- INPUT DATA:
PR #1615, opened 2021-10-30
klibs: implement dynamic linking to kernel

francescolavra:
This PR implements dynamic linking of klibs to the kernel, which uses the symbol definitions found in the kernel ELF file and removes the need for klibs to look up or define symbols explicitly.
Symbols defined in a klib are added to the main symbol table when the klib has been loaded and successfully initialized (so that they can be looked up by any klib that needs them), and are removed from the symbol table when a klib is unloaded.

In order to prevent the linker from discarding functions that are defined in the kernel but called exclusively by klibs, the list of dynamic relocation entries found in each klib is retrieved via objdump and transformed (using sed scripts) into a set of EXTERN linker commands, which are put in an auto-generated file that is included by the kernel linker script.

The now() kernel function cannot be dynamically linked to, because it's an inline function that references VDSO variables, which are declared with hidden visibility; for this reason, klibs have to call the kern_now() wrapper function instead of now().

Since loading a klib requires the kernel symbol table to be populated, if the kernel is not booted by stage2 (e.g. with Firecracker) klib initialization is now done after loading the symbols from the kernel ELF file, thus the boot filesystem needs to be read regardless of whether the klibs are in that filesystem.

The first commit is a fix needed for the cloud_init klib to work correctly when multiple downloads are specified in the configuration.
The third commit adds stack smashing protection to klibs, which is now possible because the symbols used by the stack protector can be resolved when a klib is loaded.

### DIFF
--- a/klib/Makefile
+++ b/klib/Makefile
@@ -155,8 +155,6 @@ endif
 
 CFLAGS+=	$(KERNCFLAGS) -O3 $(INCLUDES) -fPIC $(DEFINES)
 
-# TODO should add stack protection to klibs...
-CFLAGS+=	-fno-stack-protector
 LDFLAGS+=	-shared -Bsymbolic -nostdlib -T$(ARCHDIR)/klib.lds
 
 CLEANFILES+=	$(KLIB_SYMS)
--- a/klib/Makefile
+++ b/klib/Makefile
@@ -116,6 +116,8 @@ SRCS-mbedtls-tls= \
 
 all: $(PROGRAMS)
 
+KLIB_SYMS= $(OBJDIR)/klib-syms.lds
+
 include ../rules.mk
 
 ifeq ($(UNAME_s),Darwin)
@@ -155,6 +157,7 @@ CFLAGS+=	$(KERNCFLAGS) -O3 $(INCLUDES) -fPIC $(DEFINES)
 
 # TODO should add stack protection to klibs...
 CFLAGS+=	-fno-stack-protector
-LDFLAGS+=	-pie -nostdlib -T$(ARCHDIR)/klib.lds
+LDFLAGS+=	-shared -Bsymbolic -nostdlib -T$(ARCHDIR)/klib.lds
 
+CLEANFILES+=	$(KLIB_SYMS)
 CLEANDIRS+=	$(OUTDIR)/klib/vendor $(OUTDIR)/klib/vendor/mbedtls
--- a/rules.mk
+++ b/rules.mk
@@ -106,7 +106,7 @@ KERNCFLAGS+=    -mno-sse \
 		-mno-sse2
 endif
 KERNCFLAGS+=	-fno-omit-frame-pointer
-KERNLDFLAGS=	--gc-sections -n
+KERNLDFLAGS=	--gc-sections -n -L $(OUTDIR)/klib
 
 ifeq ($(MEMDEBUG),mcache)
 CFLAGS+= -DMEMDEBUG_MCACHE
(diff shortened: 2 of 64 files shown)


klib/Makefile
```diff
@@ -155,6 +155,6 @@ CFLAGS+=	$(KERNCFLAGS) -O3 $(INCLUDES) -fPIC $(DEFINES)
 
 # TODO should add stack protection to klibs...
 CFLAGS+=	-fno-stack-protector
-LDFLAGS+=	-pie -nostdlib -T$(ARCHDIR)/klib.lds
+LDFLAGS+=	-shared -Bsymbolic -nostdlib -T$(ARCHDIR)/klib.lds
```
sanderssj, line 156: It looks like -Bsymbolic flag forces resolution of global symbols to try to come from the shared library. Is this necessary because there are some global name conflicts between some of the klibs and the kernel?

rules.mk
```diff
@@ -106,7 +106,9 @@ KERNCFLAGS+=    -mno-sse \
 		-mno-sse2
 endif
 KERNCFLAGS+=	-fno-omit-frame-pointer
-KERNLDFLAGS=	--gc-sections -n
+KERNLDFLAGS=	--gc-sections -n \
+		-u ipaddr_ntoa_r -u dns_gethostbyname -u netif_input -u netif_remove \
```
sanderssj, line 110: This could be way too much hassle so feel free to ignore, but do you think there's a way to autogenerate these? That might even remove the necessity of the special macro and text section. For example, 'nm -u' on the klib could be used to generate a list of names which could be dumped to a file as an EXTERN linker script command (which is supposed to be equivalent of -u) that could be included by the kernel linker script. Provided klibs are built before the kernel, of course.

sanderssj (commented):
LGTM! Just have one question about a flag and a comment.

klib/Makefile
francescolavra: No, I didn't find any global name conflicts between the klibs and the kernel. -Bsymbolic is not strictly necessary, even if there are name conflicts, but removes the need to apply relocations to symbols defined within a klib. Without this flag, when loading a klib, for each symbol defined in the klib we have to put the relocated symbol address in the PLT (Procedure Linkage Table), and there is also a runtime performance penalty because each call to global functions must go through the PLT (much like using a table of function pointers); with -Bsymbolic, all calls to functions defined in a klib are direct calls using position-relative addressing, and the PLT is only used for calls to kernel functions.

wjhun (approved):
LGTM

rules.mk
francescolavra: Now the list of dynamic relocation entries found in each klib is retrieved via objdump and transformed (using sed scripts) into a set of EXTERN linker commands, which are put in an auto-generated file (output/klib/klib-syms.lds) that is included by the kernel linker scripts. so we no longer need to manually add `-u` linker options, nor to use the KLIB_EXPORT #define and the .text.klib linker section.

wjhun: > Now the list of dynamic relocation entries found in each klib is retrieved via objdump and transformed (using sed scripts) into a set of EXTERN linker commands, which are put in an auto-generated file (output/klib/klib-syms.lds) that is included by the kernel linker scripts. so we no longer need to manually add `-u` linker options, nor to use the KLIB_EXPORT #define and the .text.klib linker section.

This is nice. As long as klibs are always built at the same time as the kernel (and within the same tree), I see no problem with this. And if there might ever be an exception to that, we could include a file with a list of symbols to always EXTERN.

sanderssj: Great, thanks!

- YOUR GOAL: Everything in the listing must be returned word for word.

- THE ANSWER:
PR #1615, opened 2021-10-30
klibs: implement dynamic linking to kernel

francescolavra:
This PR implements dynamic linking of klibs to the kernel, which uses the symbol definitions found in the kernel ELF file and removes the need for klibs to look up or define symbols explicitly.
Symbols defined in a klib are added to the main symbol table when the klib has been loaded and successfully initialized (so that they can be looked up by any klib that needs them), and are removed from the symbol table when a klib is unloaded.

In order to prevent the linker from discarding functions that are defined in the kernel but called exclusively by klibs, the list of dynamic relocation entries found in each klib is retrieved via objdump and transformed (using sed scripts) into a set of EXTERN linker commands, which are put in an auto-generated file that is included by the kernel linker script.

The now() kernel function cannot be dynamically linked to, because it's an inline function that references VDSO variables, which are declared with hidden visibility; for this reason, klibs have to call the kern_now() wrapper function instead of now().

Since loading a klib requires the kernel symbol table to be populated, if the kernel is not booted by stage2 (e.g. with Firecracker) klib initialization is now done after loading the symbols from the kernel ELF file, thus the boot filesystem needs to be read regardless of whether the klibs are in that filesystem.

The first commit is a fix needed for the cloud_init klib to work correctly when multiple downloads are specified in the configuration.
The third commit adds stack smashing protection to klibs, which is now possible because the symbols used by the stack protector can be resolved when a klib is loaded.

### DIFF
--- a/klib/Makefile
+++ b/klib/Makefile
@@ -155,8 +155,6 @@ endif
 
 CFLAGS+=	$(KERNCFLAGS) -O3 $(INCLUDES) -fPIC $(DEFINES)
 
-# TODO should add stack protection to klibs...
-CFLAGS+=	-fno-stack-protector
 LDFLAGS+=	-shared -Bsymbolic -nostdlib -T$(ARCHDIR)/klib.lds
 
 CLEANFILES+=	$(KLIB_SYMS)
--- a/klib/Makefile
+++ b/klib/Makefile
@@ -116,6 +116,8 @@ SRCS-mbedtls-tls= \
 
 all: $(PROGRAMS)
 
+KLIB_SYMS= $(OBJDIR)/klib-syms.lds
+
 include ../rules.mk
 
 ifeq ($(UNAME_s),Darwin)
@@ -155,6 +157,7 @@ CFLAGS+=	$(KERNCFLAGS) -O3 $(INCLUDES) -fPIC $(DEFINES)
 
 # TODO should add stack protection to klibs...
 CFLAGS+=	-fno-stack-protector
-LDFLAGS+=	-pie -nostdlib -T$(ARCHDIR)/klib.lds
+LDFLAGS+=	-shared -Bsymbolic -nostdlib -T$(ARCHDIR)/klib.lds
 
+CLEANFILES+=	$(KLIB_SYMS)
 CLEANDIRS+=	$(OUTDIR)/klib/vendor $(OUTDIR)/klib/vendor/mbedtls
--- a/rules.mk
+++ b/rules.mk
@@ -106,7 +106,7 @@ KERNCFLAGS+=    -mno-sse \
 		-mno-sse2
 endif
 KERNCFLAGS+=	-fno-omit-frame-pointer
-KERNLDFLAGS=	--gc-sections -n
+KERNLDFLAGS=	--gc-sections -n -L $(OUTDIR)/klib
 
 ifeq ($(MEMDEBUG),mcache)
 CFLAGS+= -DMEMDEBUG_MCACHE
(diff shortened: 2 of 64 files shown)


klib/Makefile
```diff
@@ -155,6 +155,6 @@ CFLAGS+=	$(KERNCFLAGS) -O3 $(INCLUDES) -fPIC $(DEFINES)
 
 # TODO should add stack protection to klibs...
 CFLAGS+=	-fno-stack-protector
-LDFLAGS+=	-pie -nostdlib -T$(ARCHDIR)/klib.lds
+LDFLAGS+=	-shared -Bsymbolic -nostdlib -T$(ARCHDIR)/klib.lds
```
sanderssj, line 156: It looks like -Bsymbolic flag forces resolution of global symbols to try to come from the shared library. Is this necessary because there are some global name conflicts between some of the klibs and the kernel?

rules.mk
```diff
@@ -106,7 +106,9 @@ KERNCFLAGS+=    -mno-sse \
 		-mno-sse2
 endif
 KERNCFLAGS+=	-fno-omit-frame-pointer
-KERNLDFLAGS=	--gc-sections -n
+KERNLDFLAGS=	--gc-sections -n \
+		-u ipaddr_ntoa_r -u dns_gethostbyname -u netif_input -u netif_remove \
```
sanderssj, line 110: This could be way too much hassle so feel free to ignore, but do you think there's a way to autogenerate these? That might even remove the necessity of the special macro and text section. For example, 'nm -u' on the klib could be used to generate a list of names which could be dumped to a file as an EXTERN linker script command (which is supposed to be equivalent of -u) that could be included by the kernel linker script. Provided klibs are built before the kernel, of course.

sanderssj (commented):
LGTM! Just have one question about a flag and a comment.

klib/Makefile
francescolavra: No, I didn't find any global name conflicts between the klibs and the kernel. -Bsymbolic is not strictly necessary, even if there are name conflicts, but removes the need to apply relocations to symbols defined within a klib. Without this flag, when loading a klib, for each symbol defined in the klib we have to put the relocated symbol address in the PLT (Procedure Linkage Table), and there is also a runtime performance penalty because each call to global functions must go through the PLT (much like using a table of function pointers); with -Bsymbolic, all calls to functions defined in a klib are direct calls using position-relative addressing, and the PLT is only used for calls to kernel functions.

wjhun (approved):
LGTM

rules.mk
francescolavra: Now the list of dynamic relocation entries found in each klib is retrieved via objdump and transformed (using sed scripts) into a set of EXTERN linker commands, which are put in an auto-generated file (output/klib/klib-syms.lds) that is included by the kernel linker scripts. so we no longer need to manually add `-u` linker options, nor to use the KLIB_EXPORT #define and the .text.klib linker section.

wjhun: > Now the list of dynamic relocation entries found in each klib is retrieved via objdump and transformed (using sed scripts) into a set of EXTERN linker commands, which are put in an auto-generated file (output/klib/klib-syms.lds) that is included by the kernel linker scripts. so we no longer need to manually add `-u` linker options, nor to use the KLIB_EXPORT #define and the .text.klib linker section.

This is nice. As long as klibs are always built at the same time as the kernel (and within the same tree), I see no problem with this. And if there might ever be an exception to that, we could include a file with a list of symbols to always EXTERN.

sanderssj: Great, thanks!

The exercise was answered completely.